In contrast, an LLM can respond to natural human language and use data analysis to respond to an unstructured question or request in a way that makes sense. Where a typical computer program would not recognize a prompt like “What are the four best funk bands in history?”, an LLM can respond with a list of bands and a convincing, reasonable defense of why they are the best.

In terms of the information they provide, however, LLMs can be only as reliable as the data they ingest. If fed with false information, they will generate false information to respond to user requests. LLMs can also sometimes “hallucinate”: create false information when they are unable to generate an accurate response. For example, the Fast Company news company asked about Tesla’s last quarter results; while ChatGPT provided a coherent news article in response, much of the information was invented.
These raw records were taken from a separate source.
PR #35, opened 2020-12-08
DCNG-906 Add support for declaring ElasticSearch properties

kennymacleod:
Adds a new optional structure to the Bitbucket chart values, allowing for the declaration of the ElasticSearch base URL and credentials.

It's pretty basic at this point, but means the customer won't have to manually specify the additional environment varables themselves.

It mandates that the credentials are stored in a Kubernetes secret, consistent with the other optional credentials in the charts.

### DIFF
--- a/src/main/charts/bitbucket/README.md
+++ b/src/main/charts/bitbucket/README.md
@@ -28,7 +28,7 @@ Kubernetes: `>=1.17.x-0`
 | bitbucket.additionalLibraries | list | `[]` | Specifies a list of additional Java libraries that should be added to the Bitbucket container. Each item in the list should specify the name of the volume which contain the library, as well as the name of the library file within that volume's root directory. Optionally, a subDirectory field can be included to specify which directory in the volume contains the library file. |
 | bitbucket.additionalVolumeMounts | list | `[]` | Defines any additional volumes mounts for the Bitbucket container. These can refer to existing volumes, or new volumes can be defined in volumes.additional. |
 | bitbucket.clustering.enabled | bool | `false` | Set to true if Data Center clustering should be enabled This will automatically configure cluster peer discovery between cluster nodes. |
-| bitbucket.elasticSearch.baseUrl | string | `nil` | The base URL of the ElasticSearch instance to be used. |
+| bitbucket.elasticSearch.baseUrl | string | `nil` | The base URL of the external ElasticSearch instance to be used. If this is defined, then Bitbucket will disable its internal ElasticSearch instance. |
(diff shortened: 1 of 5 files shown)


pbruski (approved):

bianchi2:
@kennymacleod maybe I'm missing smth but shouldn't we also let a user set ELASTICSEARCH_ENABLED to false if an external ES instance is used? As far as I understand the main use case is to let a user define an external ES (which means we don't need to start one in Bitbucket container).

Also, what if no ES URL is set, we won't set the env var to container spec or set an empty one? You have ifs for secrets but not for the URL itself. I guess it won't be set then - just want to confirm :)

kennymacleod:
> @kennymacleod maybe I'm missing smth but shouldn't we also let a user set ELASTICSEARCH_ENABLED to false if an external ES instance is used? As far as I understand the main use case is to let a user define an external ES (which means we don't need to start one in Bitbucket container).

I don't see the ELASTICSEARCH_ENABLED env var documented anywhere, where are you seeing that?

My own understanding is that if you dont define a baseUrl for an external ES, then BBS will bootstrap its own internal one, is that not correct?

> Also, what if no ES URL is set, we won't set the env var to container spec or set an empty one? You have ifs for secrets but not for the URL itself. I guess it won't be set then - just want to confirm :)

Is the URL value is not provided, then the BASEURL env var will not be set. There's no `{{ if }}` there, but there is a `{{ with }}`, which has the same effect.

bianchi2:
@kennymacleod I followed https://hub.docker.com/r/atlassian/bitbucket-server and ELASTICSEARCH_ENABLED is mentioned there. There's also an example of docker run with an external ES where this env var is used along with url and creds. I can't confirm though that ES won't start in a container if only the URL is defined. Maybe DockerHub description is outdated.

bianchi2:
It's in the image entrypoint:

```
docker run -ti --entrypoint=bash atlassian/bitbucket-server
root@72beb2f19f07:/# cat entrypoint.py 
#!/usr/bin/python3 -B
from entrypoint_helpers import env, str2bool, start_app
RUN_USER = env['run_user']
RUN_GROUP = env['run_group']
BITBUCKET_INSTALL_DIR = env['bitbucket_install_dir']
BITBUCKET_HOME = env['bitbucket_home']

start_cmd = f"{BITBUCKET_INSTALL_DIR}/bin/start-bitbucket.sh -fg"
if str2bool(env['elasticsearch_enabled']) is False or env['application_mode'] == 'mirror':
    start_cmd += ' --no-search'

start_app(start_cmd, BITBUCKET_HOME, name='Bitbucket Server')
```

bianchi2 (approved):
LGTM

In terms of security, user-facing LLM-based applications are prone to bugs just like any other application. LLMs can also be manipulated with malicious inputs to provide certain types of responses about others - including responses that are dangerous or unethical. Finally, one security concern with LLMs is that users may submit secure and confidential data to enhance their productivity. But LLMs use the inputs they receive to train their models in the future and are not designed to be secure safes: they may expose confidential data in response to requests from other users.

How do LLMs work?

Machine learning and deep learning

At a basic level, LLMs are built on machine learning. Machine learning is a subset of AI and refers to the practice of feeding large amounts of data to programs so they can train the programs to identify features of that data without human intervention.

LLMs use a type of machine learning called deep learning. Deep learning models can essentially train themselves to recognize distinctions without human intervention, although some human fine-tuning is typically necessary.

Deep learning uses probability to “learn.” For example, in the well-known phrase “The quick brown fox jumped over the lazy dog,” which is a pangram, the letters “e” and “o” are the most common, appearing four times each. From this, a deep learning model could conclude (correctly) that these characters are the most common in English language texts.

Realistically, a deep learning model actually cannot conclude anything from a single phrase. But after analyzing trillions of sentences, it can learn enough to predict how to correctly complete an incomplete sentence or even generate its own sentences.

Neural networks

To enable this type of deep learning, LLMs are built on neural networks. Just as the human brain is built of neurons that connect and send signals, an artificial neural network (usually shortened to “neural network”) is built of interconnected nodes. They consist of several “layers”: an input layer, an output layer, and one or more layers in between. The layers only pass information to others if their outputs match a certain threshold.

Transformer models

The specific type of neural networks used by LLMs is called transformer models. Transformer models are capable of learning context - especially important for human language, which is highly dependent on context. Transformer models use a mathematical technique called Self-attention (link to an article by Sebastian Raschka with further explanations) that detects sudden ways in which elements of a sequence relate to each other. This makes them better at understanding context than other types of machine learning. It allows them to understand, for example, how the end of a sentence connects to its beginning and how sentences in a paragraph relate to each other.

This allows LLMs to interpret human language, even if the language is vague or poorly defined, placed in combinations it has not encountered before, or contextualizing it in different ways. At some level they “understand” semantics in a way that they can associate words e concepts by their meaning, having seen them grouped in a way millions or billions of times.

This article was created by translating the linked Cloudfare Article to Portuguese. And later that led to this current English version. I hope you enjoyed the reading and that you could learn a bit more about LLMs. See you!